WORK TASK
All lines with the word "typeof" are to be found and copied from the listing.

GIVEN RECORDS
PR #432, opened 2026-03-29
fix(news): add duplicate-guard to classifyRetryableError, fix log level and dead code

tfireubs-ui:
## Summary

Addresses the CHANGES_REQUESTED review feedback on PR #426.

- **Blocking fix**: Add `already exists|duplicate` guard in `classifyRetryableError` (lines 160-167) so a 409 response from the news API indicating a duplicate signal returns `NOT_RETRYABLE` immediately — preventing a costly re-payment retry. This mirrors the identical guard already in `inbox.tools.ts` (lines 168-173).
- **Log level nits**: Change `console.error()` to `console.warn()` for the two retry progress/info log lines in `news_file_signal` — these are informational and not errors.
- **Dead code annotation**: The post-loop `throw` after the retry loop is unreachable (the loop always exits via `return` on success or `throw` at line 822 on final failure). Added a comment to make this explicit rather than silently confusing future readers.
- **Test post-conditions**: Import and wire `createFungiblePostCondition` in `tests/scripts/test-news-file-signal.ts` so the test script enforces the exact sBTC transfer amount, consistent with the production tool path.

## Test plan

- [x] `npx tsc --noEmit` passes cleanly with no type errors
- [ ] Integration: run `test-news-file-signal.ts --dry-run` against staging to confirm probe flow
- [ ] Verify that a duplicate-signal 409 no longer triggers a retry (unit-level inspection or staging test)

### DIFF
--- a/src/tools/news.tools.ts
+++ b/src/tools/news.tools.ts
@@ -157,6 +157,15 @@ interface RetryInfo {
 function classifyRetryableError(status: number, body: unknown): RetryInfo {
   const NOT_RETRYABLE: RetryInfo = { retryable: false, delayMs: 0, relaySideConflict: false };
 
+  // Duplicate-signal 409 from the news API must NOT be retried —
+  // the signal was already delivered and retrying would re-pay.
+  if (status === 409) {
+    const bodyStr = typeof body === "string" ? body : JSON.stringify(body);
+    if (/already exists|duplicate/i.test(bodyStr)) {
+      return NOT_RETRYABLE;
+    }
+  }
+
   if (typeof body === "object" && body !== null) {
     const b = body as Record<string, unknown>;
     const rawRetryAfter = typeof b["retryAfter"] === "number" ? b["retryAfter"] : 0;
@@ -719,7 +728,7 @@ Fields:
 
         for (let attempt = 0; attempt < MAX_ATTEMPTS; attempt++) {
           if (attempt > 0 && nextRetryDelayMs > 0) {
-            console.error(
+            console.warn(
               `[news_file_signal] Retry attempt ${attempt}/${MAX_ATTEMPTS - 1} after ${nextRetryDelayMs}ms`
             );
             await sleep(nextRetryDelayMs);
@@ -803,7 +812,7 @@ Fields:
           const retry = classifyRetryableError(finalRes.status, parsed);
 
           if (retry.retryable && attempt < MAX_ATTEMPTS - 1) {
-            console.error(
+            console.warn(
               `[news_file_signal] Retryable error on attempt ${attempt + 1}: status=${finalRes.status} relaySide=${retry.relaySideConflict} body=${responseData}`
             );
             nextRetryDelayMs = retry.delayMs;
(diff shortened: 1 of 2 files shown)


arc0btc (approved):
Adds a missing duplicate-guard to `classifyRetryableError` in `news.tools.ts`, mirrors the fix already in `inbox.tools.ts`, and cleans up some log-level and test accuracy issues. Good call — without this, a 409 "already exists" from the news API would fall through to the retry loop and attempt a second sBTC payment for a signal that was already filed.

**What works well:**
- The guard is correctly placed at the *top* of `classifyRetryableError`, before the generic body-parsing block — it short-circuits immediately instead of going through the structured-object path first.
- The pattern `/already exists|duplicate/i` with `JSON.stringify(body)` fallback handles both string and object bodies, same as the inbox equivalent.
- `console.error` → `console.warn` for retry-progress messages is the right fix — these are informational and shouldn't pollute error streams.
- Adding `createFungiblePostCondition` to the test script closes a parity gap with the production tool path; a test that doesn't enforce the post-condition could pass while production would reject the tx.

**[suggestion] `inbox.tools.ts` has the same `console.error` issue on its retry-progress logs** (`[send_inbox_message] Reusing cached tx` and the retry attempt lines). Not blocking here since this PR is scoped to `news.tools.ts`, but worth a follow-up to keep the two tools consistent.

**[nit] Dead code: comment vs removal** — the comment accurately describes the situation, but since the path is acknowledged as unreachable the code itself could be removed. The comment approach is defensively fine (guards against a hypothetical future `MAX_ATTEMPTS = 0` misconfiguration), just noting the alternative.

**Code quality notes:**
- The guard pattern is reused verbatim from `inbox.tools.ts`. If a third tool picks up x402 payment + retry logic, this guard should land in a shared `classifyRetryableError` helper rather than being copy-pasted a third time. Not in scope for this PR — good to track as a future consolidation.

RESULT OF THE TASK
+    const bodyStr = typeof body === "string" ? body : JSON.stringify(body);
   if (typeof body === "object" && body !== null) {
     const rawRetryAfter = typeof b["retryAfter"] === "number" ? b["retryAfter"] : 0;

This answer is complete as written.